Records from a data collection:
-- Opening Marker --
PR #1115, opened 2024-06-30
fix: make sure grant fetching fetches active grants

turip:
## Overview

The previous algorithm didn't properly determine the grants in a certain time-rage. This patch ensures that the repo works as expected.

If we are missing grants that would lead to invalid balances and also snapshots that are inconsistent and thus returning 500 errors.

## Impact

Some queries requiring balance were returning inconsistent values due to grants being missed.

### DIFF
--- a/internal/credit/postgresadapter/grant.go
+++ b/internal/credit/postgresadapter/grant.go
@@ -109,18 +109,22 @@ func (g *grantDBADapter) ListGrants(ctx context.Context, params credit.ListGrant
 }
 
 func (g *grantDBADapter) ListActiveGrantsBetween(ctx context.Context, owner credit.NamespacedGrantOwner, from, to time.Time) ([]credit.Grant, error) {
+
 	query := g.db.Grant.Query().
-		Where(db_grant.And(db_grant.OwnerID(owner.ID), db_grant.Namespace(owner.Namespace))).
 		Where(
-			db_grant.Or(
-				db_grant.And(db_grant.EffectiveAtLT(from), db_grant.ExpiresAtGT(from)),
-				db_grant.And(db_grant.EffectiveAtGTE(from), db_grant.EffectiveAtLT(to)),
-				db_grant.EffectiveAt(from),
+			db_grant.And(
+				// Filter by owner, namespace
+				db_grant.OwnerID(owner.ID),
+				db_grant.Namespace(owner.Namespace),
+				// We are not interested in grants that either expired before the period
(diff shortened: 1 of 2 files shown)


internal/credit/postgresadapter/grant.go
```diff
@@ -109,18 +109,22 @@ func (g *grantDBADapter) ListGrants(ctx context.Context, params credit.ListGrant
...
+				// Filter by owner, namespace
+				db_grant.OwnerID(owner.ID),
+				db_grant.Namespace(owner.Namespace),
+				// We are not interested in grants that either expired before the period
+				db_grant.Not(db_grant.EffectiveAtGT(to)),
+				// We are not interested in grants that are not yet effective
+				db_grant.Not(db_grant.ExpiresAtLT(from)),
+				// We are not interested in deleted or voided grants
+				db_grant.Or(db_grant.DeletedAtGTE(to), db_grant.DeletedAtIsNil()),
+				db_grant.Or(db_grant.VoidedAtGTE(to), db_grant.VoidedAtIsNil()),
```
GAlexIHU, line 125: this query is quite tricky to get right (i've also rewritten it like 5 times by now), i'm gonna type the rules and then see if we agree in the query:
- this query has to return all grants that are active at ANY point in time in the queried period
- the period input can be nonsensical (e.g. from can be after to, that still has to work)
- the period can be a single point in time

Usually the periods we use are inclusive => exclusive (start => finish). In this case that's not quite the case, maybe the method could be renamed to `ListAllRelevantGrantsBetween`. We do have to list grants with deletedAt & voidedAt = to as otherwise they would never be accounted in any calculation:
Grant deleted (or voided) at t2
Query1: t1=>t2       (this should include those grants)
Query2: t2=>t3      (this should not include those grant)

internal/credit/postgresadapter/grant.go
```diff
@@ -129,6 +133,12 @@ func (g *grantDBADapter) ListActiveGrantsBetween(ctx context.Context, owner cred
 
 	grants := make([]credit.Grant, 0, len(entities))
 	for _, entity := range entities {
+		// Let's prefilter these as they are not really active, but will make the engine
+		// think they are active for that single point in time.
+		if entity.EffectiveAt.Equal(entity.ExpiresAt) {
+			continue
+		}
```
GAlexIHU, line 140: this looks really weird to me, lets not do this (?)
What was the underlying issue?

PR #1126, opened 2024-07-01
fix: remove redundant error check

csatib02:
## Overview

- Removes a redundant error check that was previously removed in #880 but was reverted.


GAlexIHU:
Hello @csatib02, nice catch, thank you for your contribution!

turip (approved):

PR #1135, opened 2024-07-02
feat(server): return event count as prom metrics

hekike:
Return event count since UTC midnight in Prometheus format to help vendors monitor data quality.


chrisgacsal (approved):
LGTM! Left a tiny suggestion regarding to the query building.

PR #1138, opened 2024-07-02
refactor: split ingest and kafka specific config

turip:
## Overview

This allows us to reuse the Kafka configuration object in other parts of the system/other configuration files.

## Notes for reviewer

The mapstructure tag is required so that viper merges the two objects as expected.


chrisgacsal (approved):
LGTM!

PR #1274, opened 2024-07-30
feat: initialize entitlements in balance worker

turip:
## Overview

Given that this would copy paste most of the code from server's main this patch moves some client initializaiton code into internal for better reusability.

### DIFF
--- a/internal/cmd/clickhouse/client.go
+++ b/internal/cmd/clickhouse/client.go
@@ -6,6 +6,7 @@ import (
 	"time"
 
 	"github.com/ClickHouse/clickhouse-go/v2"
+
 	"github.com/openmeterio/openmeter/config"
 )
 
--- a/internal/cmd/clickhouse/client.go
+++ b/internal/cmd/clickhouse/client.go
@@ -1,0 +1,40 @@
+package streaming
+
+import (
+	"crypto/tls"
+	"fmt"
+	"time"
+
+	"github.com/ClickHouse/clickhouse-go/v2"
+	"github.com/openmeterio/openmeter/config"
+)
+
+func GetClient(config config.Configuration) (clickhouse.Conn, error) {
+	options := &clickhouse.Options{
+		Addr: []string{config.Aggregation.ClickHouse.Address},
+		Auth: clickhouse.Auth{
+			Database: config.Aggregation.ClickHouse.Database,
+			Username: config.Aggregation.ClickHouse.Username,
+			Password: config.Aggregation.ClickHouse.Password,
+		},
+		DialTimeout:      time.Duration(10) * time.Second,
+		MaxOpenConns:     5,
+		MaxIdleConns:     5,
+		ConnMaxLifetime:  time.Duration(10) * time.Minute,
+		ConnOpenStrategy: clickhouse.ConnOpenInOrder,
+		BlockBufferSize:  10,
+	}
+	// This minimal TLS.Config is normally sufficient to connect to the secure native port (normally 9440) on a ClickHouse server.
+	// See: https://clickhouse.com/docs/en/integrations/go#using-tls
+	if config.Aggregation.ClickHouse.TLS {
+		options.TLS = &tls.Config{}
+	}
+
+	// Initialize ClickHouse
+	clickHouseClient, err := clickhouse.Open(options)
+	if err != nil {
+		return nil, fmt.Errorf("init clickhouse client: %w", err)
+	}
+
+	return clickHouseClient, nil
+}
--- a/internal/cmd/postgres/client.go
+++ b/internal/cmd/postgres/client.go
@@ -1,0 +1,39 @@
+package postgres
+
+import (
+	"context"
+	"fmt"
+
+	"entgo.io/ent/dialect/sql"
+	"github.com/openmeterio/openmeter/config"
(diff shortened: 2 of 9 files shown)


internal/common/entitlement/connectors.go
```diff
@@ -0,0 +1,96 @@
...
+
+type ConnectorsOptions struct {
+	DatabaseClient     *db.Client
+	StreamingConnector streaming.Connector
+	Logger             *slog.Logger
+	MeterRepository    meter.Repository
+	Publisher          publisher.TopicPublisher
+}
+
+func GetConnectors(opts ConnectorsOptions) *Connectors {
```
GAlexIHU, line 39: i don't think `internal/common/entitlement` is warranted. If you want to use it for server setup it could go to `internal/server` somewhere, if its needed each time entitlements is used it could go into `internal/entitlement`... I think "common" is a bit like util, it easily gets out of hand. Wdyt?

internal/cmd/postgres/client.go
```diff
@@ -0,0 +1,39 @@
...
+	"github.com/openmeterio/openmeter/internal/ent/db"
+	"github.com/openmeterio/openmeter/pkg/framework/entutils"
+)
+
+type Clients struct {
+	Driver *sql.Driver
+	Client *db.Client
+}
+
+func GetClients(config config.PostgresConfig) (*Clients, error) {
```
GAlexIHU, line 18: Q: do you think the subpackages are warranted? (i.e. `cmd/xy`), couldn't it all just be under `internal/cmd`? (do you think it reasonable to have multiple files per package?)

internal/common/entitlement/connectors.go
turip: It's for component setups (not just server, but balance-worker, notifications worker); I didn't want to put this into `internal/entitlement` as it also provides product catalog + credit. But I am completely fine putting it there into a registry package or something

internal/cmd/postgres/client.go
turip: I am fine merging those just I wanted to prevent this becoming a kitchen sink package.

internal/common/entitlement/connectors.go
turip: On the secound tought I would rather have an `internal/registry` package that can yield these connector structs, such as Entitlements (that includes credit + product catalog) or the streaming connector.

internal/cmd/postgres/client.go
sagikazarmark: Splitting up later is always easier than merging things back, so I'm also on the side of keeping things together, until it doesn't make sense.

internal/cmd/clickhouse/client.go
```diff
@@ -0,0 +1,41 @@
...
+	"crypto/tls"
+	"fmt"
+	"time"
+
+	"github.com/ClickHouse/clickhouse-go/v2"
+
+	"github.com/openmeterio/openmeter/config"
+)
+
+func GetClient(config config.Configuration) (clickhouse.Conn, error) {
```
sagikazarmark, line 13: Not sure if it's a good idea, but this could be a function on the struct behind `config.Aggregation.ClickHouse`.

That approach worked pretty well with the polymorphic configurations (dedupe).

It doesn't have to be the final location though. But at least keeps the input (config) and the constructor together for now.

WDYT?

internal/common/entitlement/connectors.go
sagikazarmark: I generally prefer keeping wiring in main, but if it's too big a burden we can think about introducing some alternative dependency injection strategy.

I've been experimenting with this a while ago: https://github.com/sagikazarmark/go-service-locator

There is Google's wire too: https://github.com/google/wire

Uber has fx: https://github.com/uber-go/fx

I'd like to keep it as simple and as framework independent as possible though.

I'd propose going with something simple for now and then sitting down and talking through some long-term options in the coming weeks.

internal/cmd/clickhouse/client.go
turip: I would love to take that approach. I used this split because we had this discussion with @chrisgacsal when doing similar things in the cloud code-base and it felt strange to him to add these to the config structs. But for simplicity's sake I will take that approach for now.

internal/common/entitlement/connectors.go
turip: Ok, for now I have created a repository package for this one only. If we end up having more such components where you need to always initialize, we can put additional stuff there.

It's included in this [PR](https://github.com/openmeterio/openmeter/pull/1278), I will close this (I didn't wanted to force push this one with the new contents).

internal/cmd/postgres/client.go
turip: I have dialed back the size of the refactor, given that what is the most problematic is the magic constants in the clickhouse options. In this [PR](https://github.com/openmeterio/openmeter/pull/1278) I have moved the options part to the config package (like we do for kafka) and then it's fine to initialize the clickhouse client in the main.

internal/cmd/clickhouse/client.go
turip: I took the approach to provide the options from the config package. That's aligned with what we do for kafka.

PR #1277, opened 2024-07-30
fix: allow getting entitlements by feature id

turip:
## Overview

The filtering was bugous and used the entitlement ID for searches instead of the featureID.


GAlexIHU:
Nope its not bogus, that is the intended behavior, that's why the name of the argument is `idOrFeatureKey` not `featureIdOrKey`

turip:
🥇

PR #1278, opened 2024-07-30
feat: add entitlements initialization - v2

turip:
## Overview

This patch ensures that entitlements are initialized for the balance workers.

This patch moves the clickhouse initialization's options part to the config package, as we have some magic constants there that should become config options.

It moves the entitlements initialization to a registry package, as at most of the places we are initializing credit, entitlements, and product catalog together: that's just a boilerplate we should not copy.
-- Closing Marker --
▶ About this task
The answer must be every line of the data that contains the word "should".

▶ Result of the exercise
Query1: t1=>t2       (this should include those grants)
Query2: t2=>t3      (this should not include those grant)
This patch moves the clickhouse initialization's options part to the config package, as we have some magic constants there that should become config options.
It moves the entitlements initialization to a registry package, as at most of the places we are initializing credit, entitlements, and product catalog together: that's just a boilerplate we should not copy.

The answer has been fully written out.